Photo : Dominique Leriche
Le samedi matin 3 octobre, les usagers de la Poste seront invités à voter sur le changement de statut de l'entreprise publique en société anonyme.
Quel avenir pour la Poste ? Au lendemain de la grève des salariés (voir en page départementale), la CGT veut poursuivre la mobilisation auprès des usagers. « Nous demandons un référendum sur cette question », a déclaré Marc Louis, à la tête de l'Union locale CGT, lors d'une conférence de presse, lundi dernier. « Cette privatisation annoncée montre un manque de démocratie, car les Français sont très attachés à ce service public » (1).
En attendant un hypothétique référendum, le syndicat se concentre sur « une consultation populaire », organisée le samedi matin du 3 octobre dans au moins huit bureaux de poste de l'ouest-Var.
« Nous poserons une question unique : le gouvernement veut changer le statut de la Poste pour la privatiser, êtes-vous d'accord oui ou non ? »
À l'origine de cette initiative, des collectifs se sont créés dans de nombreux départements. Celui du Var rassemble une quarantaine d'organisations syndicales ou associatives hostiles au changement de statut de la Poste, qui passe d'entreprise publique en société anonyme.
Pour la consultation des citoyens, les urnes seront déposées « devant les agences ou à l'intérieur ». À La Seyne, trois bureaux y participeront, « avec le soutien de la municipalité », souligne Marc Louis. « Nous serons présents aussi à Six-Fours, Ollioules, Sanary, St-Cyr et Le Beausset et d'ici là, nous distribuerons des tracts pour annoncer ce vote populaire ». Quant au Castellet village, il pourrait carrément perdre son bureau.
Sur le climat social, la CGT a estimé que « ce n'est pas parce que tout va mal que la mobilisation est acquise ». Et d'égrener les acquis remis en cause, selon elle. Comme localement, « la présence d'une maternité dans l'ouest-Var » (2).
1. Hier encore, la ministre de l'économie, Christine Lagarde, a déclaré, « il n'est pas question de privatiser la Poste ».
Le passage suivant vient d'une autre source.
PR #347, opened 2022-01-04
refactor: Breaking Change: Rewrote freezing behavior of blocks and items

Drullkus:
This addresses Icestone bringing server TPS to its knees


src/main/java/com/gildedgames/aether/common/block/construction/IcestoneSlabBlock.java
```diff
@@ -1,37 +1,30 @@
...
+        worldIn.scheduleTick(pos, this, 10);
     }
 
     @Override
     public void tick(BlockState state, ServerLevel worldIn, BlockPos pos, Random random) {
         super.tick(state, worldIn, pos, random);
-        freezeFluids(worldIn, pos);
-        ScheduledTick<Block> scheduledTick = new ScheduledTick<>(this, pos, 10, 0);
-        worldIn.getBlockTicks().schedule(scheduledTick);
+        this.freezeBlocks(worldIn, pos, state, 2.82842712475f); // Square root of 8
```
bconlon1: This is nitpicky but couldn't you just write Math.sqrt(8)?

Drullkus: I'm not really a fan of wrapping a constant with a function so I opted to put the comment to explain the otherwise "magic" number instead

src/main/java/com/gildedgames/aether/common/block/util/FreezingBehavior.java
```diff
@@ -0,0 +1,94 @@
...
+import net.minecraft.tags.FluidTags;
+import net.minecraft.sounds.SoundSource;
+import net.minecraft.sounds.SoundEvents;
+import net.minecraft.core.BlockPos;
+import net.minecraft.world.level.Level;
+
+import java.util.Map;
+import java.util.function.Supplier;
+
+public interface FreezingBehavior<T>
```
bconlon1, line 18: Would personally prefix an interface class with "I" as thats been the standard in the repo.

bconlon1 (approved):
lgtm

2. Les accouchements de l'Hôpital de La Seyne seront transférés dans le nouvel hôpital Ste-Musse à Toulon, fin 2011.
source: Sonia Bonnin - var matin
...cordialement...Nicky...
Posté le 23/09/2009 à 08h10 par jeanco
[quote=Nicky www.LaSeyne.Info]
Consultation citoyenne sur l'avenir de la Poste
le gouvernement veut changer le statut de la Poste pour la privatiser, êtes-vous d'accord oui ou non ?
il serait plus honnête de poser la question autrement:
''Si le gouvernement VOULAIT changer le statut de poste en vue de la privatiser, SERIEZ-VOUS D'ACCORD?.''
la question telle qu'elle est posée par la CGT contenant en elle même la réponse!....
Amitiés citoyennes et républicaines.
''être plutôt que paraitre''
Posté le 23/09/2009 à 08h52 par DECONATOR
+1 ![]()
On parle de politique, pas d'honnêteté!
![]()
Posté le 23/09/2009 à 13h10 par sagamore
La statut de la Poste va changer, c'est sur.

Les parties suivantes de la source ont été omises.